╭─ INFORMATION PROVIDED
PR #2620, opened 2025-10-09
[benchmark_inference] Fix replacing the MoE

kshitij12345:
Changes:
* Replacement of `Llama4TextMoe` didn't happen correctly as `module.named_children` returns an iterator over immediate children modules. As `Llama4TextMoe` is not an immediate child of the `model`, it wasn't replaced. We add `_replace_with_custom_fn_if_matches_filter_with_name` similar to torchao. Ref: https://docs.pytorch.org/docs/stable/generated/torch.nn.Module.html#torch.nn.Module.named_children
* We also need some fixes to `from_transformers_llama4textmoe`.
* We materialize the model after replacement of the module to avoid materializing the `Llama4Moe` with the original module to save some memory.

Verified with - `python thunder/benchmarks/benchmark_inference.py --input-length 32 --output-length 32 --mode eager --num-iterations 10`

### DIFF
--- a/thunder/benchmarks/benchmark_inference.py
+++ b/thunder/benchmarks/benchmark_inference.py
@@ -20,6 +20,8 @@ import statistics
 import sys
 import time
 import warnings
+from typing import Any
+from collections.abc import Callable
 
 import torch
 import torch.nn as nn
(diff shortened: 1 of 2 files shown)


thunder/benchmarks/benchmark_inference.py
```diff
@@ -145,7 +183,20 @@ def __init__(self, config: InferenceBenchmarkConfig):
...
+
+        # NOTE: Replacement happens before model is materialized
+        #       otherwise, the memory usage will be increased due to
+        #       additional parameters materialized from the replacement module
+        if not self.config.disable_moe_replacement:
+            _replace_llama4_moe(model)
+        assert all(p.device == torch.device("meta") for p in model.parameters())
+
+        # Materialize the model on the device
+        model.to_empty(device=DEVICE)
```
kshitij12345, line 198: I think this should be ok as we don't load the model weights anyways so they are random already.

Should we initialize the model with `torch.nn.init` after this point?

crcrpar: Wouldn't tansformers automodel load weights when a model is on a non-meta device?

My thought was that we should load weights then replace our interesting layers with our fond definitions and reflect the trained weights to the custom def's

kshitij12345: > Wouldn't tansformers automodel load weights when a model is on a non-meta device?

I don't think that is true when using `AutoModelForCausalLM.from_config(config)`

Example:
```python
import torch

def _load_model() -> torch.nn.Module:
    model_id = "meta-llama/Llama-4-Maverick-17B-128E"
    config = AutoConfig.from_pretrained(model_id)

    if hasattr(config, "text_config"):
        config = config.text_config

    config.num_hidden_layers = 2

    with torch.device("cuda"):
        model = AutoModelForCausalLM.from_config(config, torch_dtype=torch.bfloat16)

    return model

if __name__ == "__main__":
    model = _load_model()
    print(model.lm_head.weight[0])

```

Output from script
```python
# First run
tensor([-0.0179,  0.0264, -0.0189,  ..., -0.0151,  0.0095, -0.0098],
       device='cuda:0', dtype=torch.bfloat16, grad_fn=<SelectBackward0>)

# Second run
tensor([ 0.0247,  0.0007, -0.0189,  ..., -0.0188,  0.0095,  0.0184],
       device='cuda:0', dtype=torch.bfloat16, grad_fn=<SelectBackward0>)

# Third run
tensor([-0.0352, -0.0142, -0.0036,  ..., -0.0427,  0.0167,  0.0050],
       device='cuda:0', dtype=torch.bfloat16, grad_fn=<SelectBackward0>)
```

EDIT: Also, found an issue on HF transformers discussing the behaviour of `AutoModel.from_config` - https://github.com/huggingface/transformers/issues/4685

kshitij12345: > My thought was that we should load weights then replace our interesting layers with our fond definitions and reflect the trained weights to the custom def's

Yes, ideally we should be doing that.

PR #2623, opened 2025-10-10
try getting version from `nvfuser_direct` first

crcrpar:
## What does this PR do?

This is to avoid the following warning
```
python/nvfuser_direct/__init__.py:11
  /opt/pytorch/nvfuser/python/nvfuser_direct/__init__.py:11: UserWarning: Be careful! You've imported nvfuser_direct when the nvfuser module is already imported.
    warnings.warn(
```

### DIFF
--- a/thunder/tests/conftest.py
+++ b/thunder/tests/conftest.py
@@ -1,4 +1,5 @@
 import importlib
+import importlib.util
 
 import pytest
 import pytest_benchmark


thunder/executors/nvfuserex.py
╰─
* **EXERCISE PROMPT**:
Please return a copy of each line in the entries that has the string "parameters".

* **EXERCISE RESULT**:
+        #       additional parameters materialized from the replacement module
+        assert all(p.device == torch.device("meta") for p in model.parameters())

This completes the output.